How A Facebook Game Makes Zynga Millions - Hunchr
http://www.businessinsider.com/how-to-get-completely-addicted-to-a-stupid-facebook-game-2009-12

======
biznerd
Could this facebook game thing be a fad?

I remember back in high school when web games like Earth 2025
(games.swirve.com/earth/) were quite the rage and everybody was playing them.
This lasted for a year or so until the novelty wore off. Some still play but
the casual players are gone and the audience is a tiny fraction of what it
once was.

I've noticed that my FB friends that play FB games tend to stop playing after
a couple months. The games are mindless, cookie-cutter and repetitive for the
most part.

<EDIT>I don't think WoW is a good comparison as there is clearly a huge depth
between it and Zynga games. The experience is entirely different.

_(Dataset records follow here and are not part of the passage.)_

PR #202, opened 2017-09-21
Move beats update script to script folder

ruflin:
The beats update script is moved to the script folder where it belongs. Under _beats should only be files which are coming from beats itself. This change allows to completely remove and create the _beats folder each time which also make sure old files are removed.

Additional changes:

* Rename LICENSE to LICENSE.txt: This was forgotten in a previous PR
* Cleanup beats Golang dependencies each time to make sure obsolete files are removed


NOTICE.txt
```diff
@@ -190,16 +190,6 @@ Apache License 2.0
...
-Dependency: github.com/elastic/beats
-Version: master
-Revision: 57aaa90929a49ba9b11cdc800c49930df3e24161
-License type (autodetected): Apache License 2.0
-./vendor/github.com/elastic/beats/LICENSE.txt:
---------------------------------------------------------------------
-Apache License 2.0
-
-
---------------------------------------------------------------------
```
simitt: why is this removed? shouldn't it be re-added after updating beats?

script/update_beats.sh
```diff
@@ -48,5 +50,9 @@ cp $GIT_CLONE/.go-version .go-version
 # Get system test dependencies
 cp -r $GIT_CLONE/testing testing
 
+# Generate .gitignore file
+echo "libbeat/_meta/fields.generated.yml" > .gitignore
+echo "libbeat/fields.yml" >> .gitignore
```
simitt: Would it maybe be better to remove those files again instead of adding them to `.gitignore`?

NOTICE.txt
ruflin: Not 100% sure what happened here before but it seems it was a duplicate, as it's also a few lines up (187).

script/update_beats.sh
ruflin: Removing does not work as these files are generated during `make update` and I want to prevent someone else checking them in.

ruflin:
@simitt Can you check the diff again? It seems here it shows the rename of LICENSE to LICENSE.txt.

PR #216, opened 2017-10-02
More end to end tests

jalvz:
This PR puts some code for automatic-ish tests of agents + apm-server.
A few considerations:

+ "smoke" test is a misnomer, but all of "integration", "system" and "end-to-end" were already taken, yet none of those use actual agents...

+ this is not meant to be 100% automated: because of the very asnyc nature of the workflow  (and differences between agents) there are quite a few arbitrary `time.sleep`, so this is not robust enough eg. for a CI environment; but hopefully robust enough to give people an idea of how components are playing together.

+ i am unsure about directory structure: on one hand i'd like to reuse the dependencies of the flask app, on the other hand is wrong to have `smoke.py` in the same directory as the flask app... also the tests must be executed from current dir... i even think all of this should go to a different repo.

+ there are a few more rough edges, but in general i'm looking for some feedback on how to improve it.


tests/agent/python/README.md
```diff
@@ -5,11 +5,10 @@ This is to setup an environment for the manual testing of the [python agent](htt
 
 # Setup
 
-There are two possible setups. If you already have Python installed, you can run the following to commands to get started, preferably with an activated virtualenv::
+There are two possible setups. If you already have Python installed, you can run the following to commands to get started, with an activated virtualenv and requirements installed::
```
simitt: minor typo `run the following to commands` should be `two commands` I assume..

tests/agent/nodejs/app.js
```diff
@@ -1,28 +1,42 @@
...
-  appName: 'nodejs-testapp',
+  appName: 'test-app', flushInterval: 1
+})
 
-  // Use if APM Server requires a token
-  secretToken: '',
 
-  // Set custom APM Server URL (default: http://localhost:8200)
-  serverUrl: '',
+var app = require("express")();
```
simitt: How about moving it to `tests/agent/nodejs/express/app.js` as we also have it namespaced for `flask` in `python`?

tests/agent/python/flaskapp/smoke.py
```diff
@@ -0,0 +1,257 @@
...
+from datetime import datetime, timedelta
+import subprocess
+import logging
+import json
+import copy
+import uuid
+
+p_uid = uuid.uuid4().hex
+
+num_reqs = 0    # use with care
```
simitt: This comment somehow scares me, but I don't know why. Could you explain briefly why this should be used with care?

tests/agent/python/flaskapp/smoke.py
```diff
@@ -0,0 +1,257 @@
...
+
+    except AssertionError:
+        num_reqs == 0
+        ioloop.IOLoop.instance().stop()
+        logger.error("Bad response, aborting: {} - {} ({})".format(r.code, r.error, r.request_time))
+
+
+def run_process(lang, nworkers=4):
+    if lang == 'node':
+        cmd = ['node', '../../nodejs/app.js']
```
simitt: We are at `tests/agent/python/flaskapp/smoke.py`. If this should be used as smoke test for both agents, could you please move it to a neutral directory?

tests/agent/python/flaskapp/smoke.py
```diff
@@ -0,0 +1,258 @@
...
+    def __enter__(self):
+        self.p = run_process(self.l)
+        time.sleep(3)
+        logger.info("Process ready {}".format(self.p.pid))
+
+    def __exit__(self, *args):
+        logger.info("Flushing queues")
+        time.sleep(2)
+        self.p.terminate()
+        time.sleep(10)
```
simitt: What exactly is it that needs to happen in the time you sleep at `enter` and `exit` ? Could we use something like `wait_for_xyz` to reduce the waiting time, or adapt it based on how many requests are made?

tests/agent/python/flaskapp/smoke.py
```diff
@@ -0,0 +1,258 @@
...
+        d1 = d1[k]
+    return d1
+
+
+def es_query(field, val):
+    return {"query": {"term": {field: val}}}
+
+
+def reset():
+    f = '../../../../_meta/kibana/default/index-pattern/apmserver.json'
```
simitt: This is the kibana index pattern you are using, I think you should consider using `apm-server/apm-server.template-es.json` which is created when the `make update` is run.

jalvz: hmmm not for me, seems like. i cant find that file after running `make update`

tests/agent/python/flaskapp/smoke.py
jalvz: right, ill explain better in the code 👍 
short story, because it is a global variable

tests/agent/python/flaskapp/smoke.py
jalvz: processes (eg gunicorn) need to start and be ready to accept requests, node agent needs time to flush the queue (that is the `2`), python agent also needs time to flush the queue upon SIGTERM (thats the `10`), then apm-server / libbeat needs time to pipe events to ES...

i don't like the `wait-for-log` approach for this, because then any kind of error looks like a timeout error and you don't know what is going on underneath, which is not great if you are executing this manually and watching the output. 
OTHO, if tests fail consistently under a reasonable waiting time, you then know something is up.

I don't worry much about execution time, because i don't intend to run it very often, at least for now...

tests/agent/python/flaskapp/smoke.py
simitt: you're right, it is not part of the `make update`, you have to run `make index-template` to get it.

tests/agent/python/flaskapp/smoke.py
simitt: Thank you for the explanation. I was worried about the time to sleep being set according to the number of requests you used to make. But it sounds like the time to wait is a fixed time based on agent handling. With this I am fine, since as you said the tests are not intended to be included in the fully automated test runs.

tests/agent/nodejs/app.js
simitt: @jalvz what do you think about moving this file to a subfolder as for python? 
Apart from that LGTM.

jalvz: yes, sounds good!

PR #218, opened 2017-10-03
Update beats

simitt:


ruflin:
@simitt as govendor does not check the dependencies for things under `dev-tools` the kibana package must be added manually as it is not used anywhere else

PR #219, opened 2017-10-04
Move kibana index pattern info to fields.yml.

simitt:
With those changes we can auto-load the kibana dashboards by calling `make import-dashboards`. It enables users to simply run `./apm-server setup` for loading the dashboards.

Remove index-pattern from dashboards, as this should be created by the
kibana index pattern generator.

This requires https://github.com/elastic/beats/pull/5318 to be merged in. 

Currently the dashboards include a defined `index-pattern`. Everything in this index pattern that is not produced by the creation script in the beats framework yet needs to be supported by the script (see all the PRs I created in beats). Additionally the information added for the dashboards needs to be moved to the `fields.yml`. 
This is what is necessary to make the dashboard scripts load automatically with the standard `index-pattern` and not the hardcoded one. 

@makwarth cc


docs/fields.asciidoc
```diff
@@ -328,6 +330,20 @@ Agent version.
...
 
+[float]
+=== `view errors`
+
+type: keyword
+
+format: url
+
+[float]
+=== `error id icon`
```
ruflin: I wonder if we should have a special note on these fields that these are script field. This is a change that would require to our docs script afterwards.

processor/error/_meta/fields.yml
```diff
@@ -2,24 +2,44 @@
   title: APM Error
   description: Error-specific data for APM
   fields:
+    - name: view errors
```
ruflin: not too happy with the name of the field here. I know it's what is used now. I'm thinking if we should also have here some conventions like not using spaces in the future? This is something that would have to be done when creating the dashboard.

simitt: I did not intend to change any outcome of the dashboards, so no namings, linkings etc. i just moved the current parts to the right places to enable automatic loading and automatic adapting of the index pattern (which was pretty outdated already). 

Hence, if you are unhappy with the naming, please bring this up with @simianhacker and the rest of the APM team.

docs/fields.asciidoc
simitt: We could add something to the docs script as soon as there is a `script` set.

simitt:
I tested that `make import-dashboards` work. 
Running `./apm-server setup dashboards` does not work, because of the directory structure in dev env (what @ruflin explained to me recently). 
`./apm-server setup -E setup.dashboards.directory=${PWD}/_meta/kibana` works just fine (and is basically what is used by the make cmd). 

Dashboards are not working with 5.x, but afaik this should not be related to my changes.

processor/error/_meta/fields.yml
ruflin: Definitively. Wasn't meant to deal with in this PR.

ruflin:
@simitt Great to have this in now. As a follow up we should also change our docs to use the `setup` command.

processor/error/_meta/fields.yml
simitt: I just realized that my former comment might have come off a bit harsh, this was not my intention.

PR #221, opened 2017-10-04
Fix dashboard loading for Kibana 5x

simitt:
For automated loading of dashboards into kibana 5.6 from what I can see we need to split up the dashboards and visualizations as done below, since the importer cannot handle the default format. 

There is still one issue when linking to `traces` from `transactions` and same for `error details`.
Maybe you have some input on that.

This depends on beats PR https://github.com/elastic/beats/pull/5329.
Please do not merge before this PR is in and we've update apm-server to make use of it.


ruflin:
I tested this with production data on Elastic Stack 5.6 and all looks good. The graph "Request per Minute" is empty but I assume that is related to https://github.com/elastic/apm-server/pull/226

On 6.0.0-rc1 I tested with a very small data set. I didn't see any errors showing up. 

For me this is ready to be merged.

PR #225, opened 2017-10-05
Updated copy

makwarth:
- Experimental -> Alpha
- Updated blog post link


roncohen:
Great! We also need to do it for the `page_header.html` like here: https://github.com/elastic/apm-agent-nodejs/pull/46/files#diff-b40e969cab8a3a76759352587744c4ca

PR #227, opened 2017-10-10
Frontend processors

jalvz:
* Create a processor `type` attribute that can be used to map each processor type to different chains of handlers 
* Add frontend type endpoints. The processing pipeline is the same as for backend endpoints for now, but they might require different handlers
* Handle `/healthcheck` like any other processor


beater/mux.go
```diff
@@ -0,0 +1,220 @@
...
+	"encoding/json"
+	"errors"
+	"net/http"
+
+	"crypto/subtle"
+
+	"github.com/elastic/beats/libbeat/monitoring"
+)
+
+type chainable func(processor.Processor, Config, reporter) http.Handler
```
roncohen: let's call it something like `processorChain` / `processorHandler` / `processorHandlerChain` for more descriptiveness

beater/mux.go
```diff
@@ -0,0 +1,220 @@
...
+	responseValid  = monitoring.NewInt(serverMetrics, "response.valid")
+	responseErrors = monitoring.NewInt(serverMetrics, "response.errors")
+
+	errInvalidToken    = errors.New("invalid token")
+	errPOSTRequestOnly = errors.New("only POST requests are supported")
+
+	handlerMap = map[int]chainable{
+		processor.Backend:  backendHandler,
+		processor.Frontend: frontendHandler,
+		processor.Nop:      nopHandler,
```
roncohen: We should call it something related to healthcheck as long as we don't have other things relying on the no-op stuff. In other words, lets make it genereric when there's a use for that. For now, i suggest renaming to `processor.HealthCheck` and `healthCheckHandler`

beater/mux.go
```diff
@@ -0,0 +1,220 @@
...
+			return
+		}
+		h.ServeHTTP(w, r)
+	})
+}
+
+// isAuthorized checks the Authorization header. It must be in the form of:
+//   Authorization: Bearer <secret-token>
+// Bearer must be part of it.
+func isAuthorized(req *http.Request, secretToken string) bool {
```
roncohen: It's great to have the `mux.go` and `mux_test.go` files, but I don't believe this all fits in here. mux is short for "HTTP request multiplexer". In other words, it has to do with http routing. We're also doing header parsing, authentication etc. here now. I suggest moving a big part of it back to `server.go`.

beater/mux.go
```diff
@@ -0,0 +1,220 @@
...
+	}
+	header := req.Header.Get("Authorization")
+	parts := strings.Split(header, " ")
+	if len(parts) != 2 || parts[0] != "Bearer" {
+		return false
+	}
+	return subtle.ConstantTimeCompare([]byte(parts[1]), []byte(secretToken)) == 1
+}
+
+func appHandler(p processor.Processor, config Config, report reporter) http.Handler {
```
roncohen: maybe `processHandler` is a more appropriate name here. It does the actual processing.

roncohen: or `processRequestHandler`

processor/processor.go
```diff
@@ -10,10 +10,17 @@ import (
 
 type NewProcessor func() Processor
 
+const (
+	Backend  = iota
+	Frontend = iota
+	Nop      = iota
```
roncohen: `HealthCheck`

processor/transaction/processor.go
```diff
@@ -22,18 +23,28 @@ var (
...
+func NewFrontendProcessor() pr.Processor {
+	return &processor{
+		schema: pr.CreateSchema(transactionSchema, processorName),
+		typ:    pr.Frontend,
 	}
 }
 
 type processor struct {
 	schema *jsonschema.Schema
+	typ    int
```
roncohen: `type` ?

script/output_data/output_data.go
```diff
@@ -39,7 +39,7 @@ func generate() error {
 
 		f, err := os.Open(path)
 		if err != nil {
-			return err
+			continue
```
roncohen: What's going on here?

beater/mux.go
jalvz: Actually the thing I wanted to isolate is the server creation / start / stop (so what remains in `server.go` and put aside all the details. It was getting to big of a file. Maybe `mux` is just not a good name.  what about `handling` / `handlers` or `processing`... ?

processor/transaction/processor.go
jalvz: `type` is a reserved word, can't be a variable name

script/output_data/output_data.go
jalvz: this looks for files like `some_path/tests/valid/something.json` to feed some tests, which doesn't make sense for the health checker as doesn't accept any payload

jalvz:
renamings done here e6654b0807b76dfbc48cd74962f25993c4f704e6

processor/transaction/processor.go
roncohen: ah right. How about `processorType` ? we already have `processorName` for example

script/output_data/output_data.go
roncohen: Could we check the processor type here and skip if it's the healthcheck? That way we'll still get the error for the other processors if something is wrong.

processor/transaction/processor.go
jalvz: is that really necessary? i'm usually told to use short and concise (ie idiomatic) names, and seems you are pushing the opposite way. `typ` is a var name extensively used in Go's source code itself. 
I don't mind either way, but we should align on this to avoid having the same discussion over and over.

That variable is only used in a getter:
```
func (p *processor) Type() int {
	return p.typ
}
```
Isn't it clear enough? i'm calling this as `processor.Type()`

simitt: +1 on calling it `typ`. 
It is only used internally, and as @jalvz pointed out `typ` is heavuly used in the `go` source code itself.

roncohen:
LGTM 👍  
Looks like there a test missing that checks that FrontendEndpoint return 2xx when it's enabled. When we add functionality that makes them different from BackendEndpoints, we should be sure to add those tests.

beater/handlers.go
```diff
@@ -76,6 +78,16 @@ func logHandler(h http.Handler) http.Handler {
 	})
 }
 
+func frontendSwitchHandler(feSwitch bool, h http.Handler) http.Handler {
```
simitt: How about naming this more general like `checkEnabledHandler`? Everything it does is check and react on a boolean in a very generic way.
If you rename it this could be reused for also disabling backend in the future if one only wants to run frontend..

beater/config.go
```diff
@@ -14,6 +14,7 @@ type Config struct {
 	SecretToken        string        `config:"secret_token"`
 	SSL                *SSLConfig    `config:"ssl"`
 	ConcurrentRequests int           `config:"concurrent_requests" validate:"min=1"`
+	EnableFrontend     bool          `config:"enable_frontend"`
```
simitt: could you add the setting to the config_tests?

jalvz:
this would be the `enabled` test: https://github.com/elastic/apm-server/pull/227/commits/677103f08e704af477ebf8632d4a3c89e565ce18#diff-24302485aab47c0697eb5cb545fbe394R79

i test `!= 403` instead of `= 200` for isolation, in that test i don't care what happens down the road, only that the switch lets the request through.

beater/config.go
jalvz: agh sorry, i was too fast :(
didn't know about config_tests, will do in separate PR

PR #229, opened 2017-10-11
Central processor registration

jalvz:
Register processors centrally, so that processor "configuration" / metadata like endpoint and handlers can be all in one place

This also removes the workarounds with blank identifier imports, and instantiates one processor per request to avoid harmful state

Fixes https://github.com/elastic/apm-server/issues/230


beater/server.go
```diff
@@ -34,11 +36,18 @@ var (
...
+	"/v1/transactions": transaction.NewProcessor,
+	"/v1/errors":       err.NewProcessor,
+}
+
 func newMuxer(config Config, report reporter) *http.ServeMux {
 	mux := http.NewServeMux()
 
-	for path, p := range processor.Registry.Processors() {
-		handler := appHandler(p, config, report)
+	for path, constructor := range Routes {
```
simitt: would you mind naming this only `c` or `construc` or similar, to avoid having the same name for the type and the variable?

beater/server.go
```diff
@@ -108,14 +117,16 @@ func authHandler(secretToken string, h http.Handler) http.Handler {
...
-		code, err := processRequest(r, p, config.MaxUnzippedSize, report)
+		code, err := processRequest(r, constructor, config.MaxUnzippedSize, report)
 		sendStatus(w, r, code, err)
 	})
 }
 
-func processRequest(r *http.Request, p processor.Processor, maxSize int64, report reporter) (int, error) {
+func processRequest(r *http.Request, new constructor, maxSize int64, report reporter) (int, error) {
+
+	var p processor.Processor = new()
```
simitt: I like this improvement, to have one dedicated processor per request. 
Currently we do call the [`CreateSchema`](https://github.com/elastic/apm-server/blob/master/processor/validator.go#L11) method though when creating a new processor. With your changes this would be done for every request. I don't think is the way to go. Could you update that the schema is created once per endpoint and then reused per request?

jalvz: good point! we totally should do that.
besides, this is not meant to be merged (at least just yet), this conflicts with PR227 and i'd like to see what everyone thinks of https://github.com/elastic/apm-server/issues/230

simitt: I totally support this improvement, as I think it makes things clearer and less error prone.

beater/server.go
```diff
@@ -34,11 +36,18 @@ var (
 	errPOSTRequestOnly = errors.New("only POST requests are supported")
 )
 
+type constructor func() processor.Processor
```
roncohen: how about `newProcessor` or `processorFactory` ?

jalvz:
Rebased and implemented review comments, ready to `squash & merge`.

This undoes parts of https://github.com/elastic/apm-server/pull/227, now there isn't need for `Type` and multiple constructors.

Found no issues with circular imports, on the contrary this removes more package dependencies than adds.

"Easy come, easy go" could apply to this market. I mean these games come out
of no where to millions of players. These are not hardcore gamers that develop
strong loyalty and build communities, but "casual" players that probably
started playing because their friends are.

"Casual" gamers are notoriously fickle. Look at the Nintendo Wii, which is the
most popular console but has the least average amount of titles bought per
owner (which is where the real money is.)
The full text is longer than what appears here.